Помнится, там была такая фраза: «Если малый не свихнется, из него может выйти толк». Не свихнется, — недоуменно размышлял я. — А почему, собственно, мне следует свихнуться?»
Почему?
Потому хотя бы, что автоматизм действует безотказно, магия горьковской похвалы, повторенной ТАССом, слишком неотразима, чтобы ей в силах сопротивляться журналам, газетным издательствам, общественным и литературным организациям.
Хотя бы и потому, что сказанные бегло слова одобрения на турецком приеме рассматриваются как индульгенция и как пропуск в журнально-издательский рай. И это в чем-то прекрасно, а в чем-то и страшно — прежде всего для самого молодого литератора.
…Все идет как по писаному. Вяло реагировавшие раньше на авторские предложения Германа издательства теперь наперебой предлагают договоры. Встрепенулись завлиты театров, киностудий. Дверь комнаты Юрия Павловича выходит на кухню, и жители коммунальной квартиры сквозь шум примусов прислушиваются к интервью, каковые дает их до того неприметный сосед газетным репортерам.
Словом, к литправщику газеты «Голос бумажника» приходит слава.
Герман приглашен в Москву, зван на горьковскую дачу, а потом в квартиру на Малой Никитской, когда писатели встречаются с правительством. Помню, в эту пору как-то задал я Герману вопрос, на который одни писатели отвечают с великой охотой, другие дрожа от ненависти.
— Над чем работаешь?
— Переписываю «Вступление».
— «Вступление»? Переписывать?
— Ну и что? Сколько раз переписывал Толстой «Войну и мир»? А ты, миленький, наверное, заметил, что я далеко не Толстой и даже не Шеллер-Михайлов.
И все-таки я в недоумении. «Вступление» переиздается, его требуют книжные магазины, в библиотеках на книгу — очередь.
Герман не обмолвился ни единым словом насчет того, что толкнуло его на непонятное многим, и мне в том числе, решение.
Боялся, что это нанесет удар его еще не оперившейся литературной репутации? Возможно.
Боялся испуга издательства? Вероятно.
Ведь никому не придет в голову, и издательствам в первую очередь, что Горький вытаскивает к себе на дачу молодого романиста вовсе не для лобызаний.

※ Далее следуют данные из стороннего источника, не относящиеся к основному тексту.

PR #2677, opened 2020-02-21
Refactor instance listing into a single function

qui:
We can simplify the tron logic because we don't have to worry about
jobs and actions being lists. They are always dicts now.

This is in preparation for changing the way we read instance configs
(PAASTA-16300). Ideally that would be a single function, e.g.
read_instance_configs, that all other tools can use.

### DIFF
--- a/paasta_tools/tron_tools.py
+++ b/paasta_tools/tron_tools.py
@@ -26,6 +26,7 @@ from typing import Tuple
 
 import yaml
 from service_configuration_lib import pick_random_port
+from service_configuration_lib import read_extra_service_information
 from service_configuration_lib import read_yaml_file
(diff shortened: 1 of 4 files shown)


qui:
I'm going to keep working off this branch for PAASTA-16300. I thought it would be easier to review in separate chunks, but if you're not sure why I want this change, you can wait for the second PR.

solarkennedy:
This is cool. Thank you for this cleanup. We've come a long way!

qui:
👍 for reference, the 2nd PR is https://github.com/Yelp/paasta/pull/2683, which refactors instance config loading into another function called load_service_instance_config. 

I just want there to be a single way to get instance configs. load_service_instance_config if you need the whole config, and read_service_instance_names if you only need the instance name.

PR #2678, opened 2020-02-24
PAASTA-15540 Fix duplicated log lines on `paasta logs -f`

gvolco:
`run_code_over_scribe_envs()` invokes the `callback()` function for every logging component. But callback() ignores the `component` param and uses `components` instead.  This gets passed down to the log filtering functions, which end up matching log lines more than once.

This bug affects print_last_n_logs, print_logs_by_time and tail_logs. But the first two do not expose the problem thanks to [paasta/pull/2322](https://github.com/Yelp/paasta/pull/2322). 
Note that we still need to keep the fix on pull/2322 as scribe is still duplicating log lines when pulling data in non-streaming mode.

### DIFF
--- a/paasta_tools/cli/cmds/logs.py
+++ b/paasta_tools/cli/cmds/logs.py
@@ -25,9 +25,17 @@ from multiprocessing import Queue
 from queue import Empty
 from time import sleep
 from typing import Any
+from typing import Callable
+from typing import ContextManager
 from typing import Dict
+from typing import Iterable
 from typing import List
+from typing import Mapping
+from typing import MutableSequence
+from typing import Sequence
 from typing import Set
+from typing import Tuple
+from typing import Type
 
 import isodate
 import pytz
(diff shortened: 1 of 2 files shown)


vkhromov:
It seems that the logging-related code lacks typing annotation, which partially caused this bug.
Maybe it's time to add typing annotations in this code to make sure that we aren't missing the same kind of errors?

paasta_tools/cli/cmds/logs.py
```diff
@@ -226,15 +239,15 @@ def check_timestamp_in_range(timestamp, start_time, end_time):
...
-    components,
-    clusters,
-    instances,
-    start_time=None,
-    end_time=None,
-):
+    line: str,
+    levels: Sequence[str],
+    service: str,
+    components: Union[str, Iterable[str]],
```
vkhromov: Could you please double-check that `componens` is a `Union` and not just `Iterable` here?

We use the `componens`  variable below for
```
parsed_line.get("component") in components
```
Wondering, how all of that is supposed to work if `components` has the `str` type and isn't equal to `"default"`...

gvolco: This particular filtering function will always receive components='default'. Let me give this another pass and clean up this part of the code.

PR #2680, opened 2020-02-24
Fix external metrics (for uwsgi/http)

EmanekaT:
https://github.com/Yelp/fullerite/pull/434

### DIFF
--- a/docs/source/hpa.rst
+++ b/docs/source/hpa.rst
@@ -110,7 +110,7 @@ When ``dimensions`` is not provided, the average values of all HTTP metrics expo
 You can find your HTTP metrics and its dimensions on SignalFX.
 
 When ``dimensions`` is provided, the value retrieved from signalfx with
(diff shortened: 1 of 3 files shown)


EmanekaT:
> You mention you're getting multiple metrics per pod. Are those for sidecar containers, etc? Would it be better to do `.sum(by="kubernetes_pod_name")` instead of `.mean(by=...)`? With `mean`, the average will decrease with every new sidecar.

Sorry for the ambiguity. There is one time series per pod. Like, it doesn't take average of metrics from all pods.

EvanKrall:
wouldn't `.mean(by="kubernetes_pod_name")` also produce one time series per kubernetes_pod_name (presumably different per pod)?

Горький учиняет разгром роману!
Да, да, разгром!
— Но какой! — воскликнет Юрий Павлович.
Правда, он расскажет о разгроме лишь несколькими годами позже… И — вполне благоразумно…
«Но какой!» — воскликнет он снова, уже десятилетиями позже, в своих воспоминаниях…
И летнюю грозу вспомнит, бушевавшую за распахнутым в сад окном, и летавшие по саду длинные листья, и сверкавшие длинные молнии, и «грозу» тут, в горьковском дачном кабинете, столь нежданно обрушившуюся на бедное «Вступление» и на него самого, автора, уже «приготовившегося слушать нечто прочувственное, комплиментарное».
Все это столь внезапно и столь непостижимо после публичных похвал, облетевших страну, что онемевшему Герману поначалу представится, будто бы и не о нем, Германе, идет разговор и не к «Вступлению» относятся все эти жестокие слова.
— Мне показалось, что идет речь о совсем другом сочинении, которое Горькому не нравится.
Бранил его Горький немилосердно — за языковые неточности, за стремление к афористичности, за общие места и за «гладкие», «казалось бы, без сучка и задоринки, обтекаемые фразы», за «одел» там, где надо писать «надел», и за «надел» там, где надо писать «одел», и за очень, очень, очень многое другое.
Слышится сквозь грозу и такой поучительный — отнюдь не для одного молодого Германа — диалог:
«— Вы сколько раз этот свой роман переписывали?
— Один, — не без гордости заявил я.
— А вам, сударь, не кажется, что это хулиганство?»
И Горький советует скрывать такие вещи от людей, «как мелкое воровство, а не хвастаться ими».
«— Один! — повторил он с непередаваемой интонацией возмущения и брезгливости. — Значит, сколько посидел, столько и написал. Хорош добрый молодец!»
Герман всю свою жизнь возился с рукописями молодых писателей, встречался не раз с оскорбительной для уважающих свою профессию литераторов скорописью, каковой иные еще и хвастают, почитая ее за некое моцартианство, хотя моцартианства тут на грош, а больше безответственного отношения к самому себе, и к своему делу, и к своему имени.
Полагаю — отсюда та нравоучительная беспощадность, с какой вспоминает Герман свое первое знакомство с Горьким.
«Горький прочитал и сказал мне угрюмо:
— Теперь лучше. Значительно лучше. Почти хорошо. Но, понимаете ли, почти».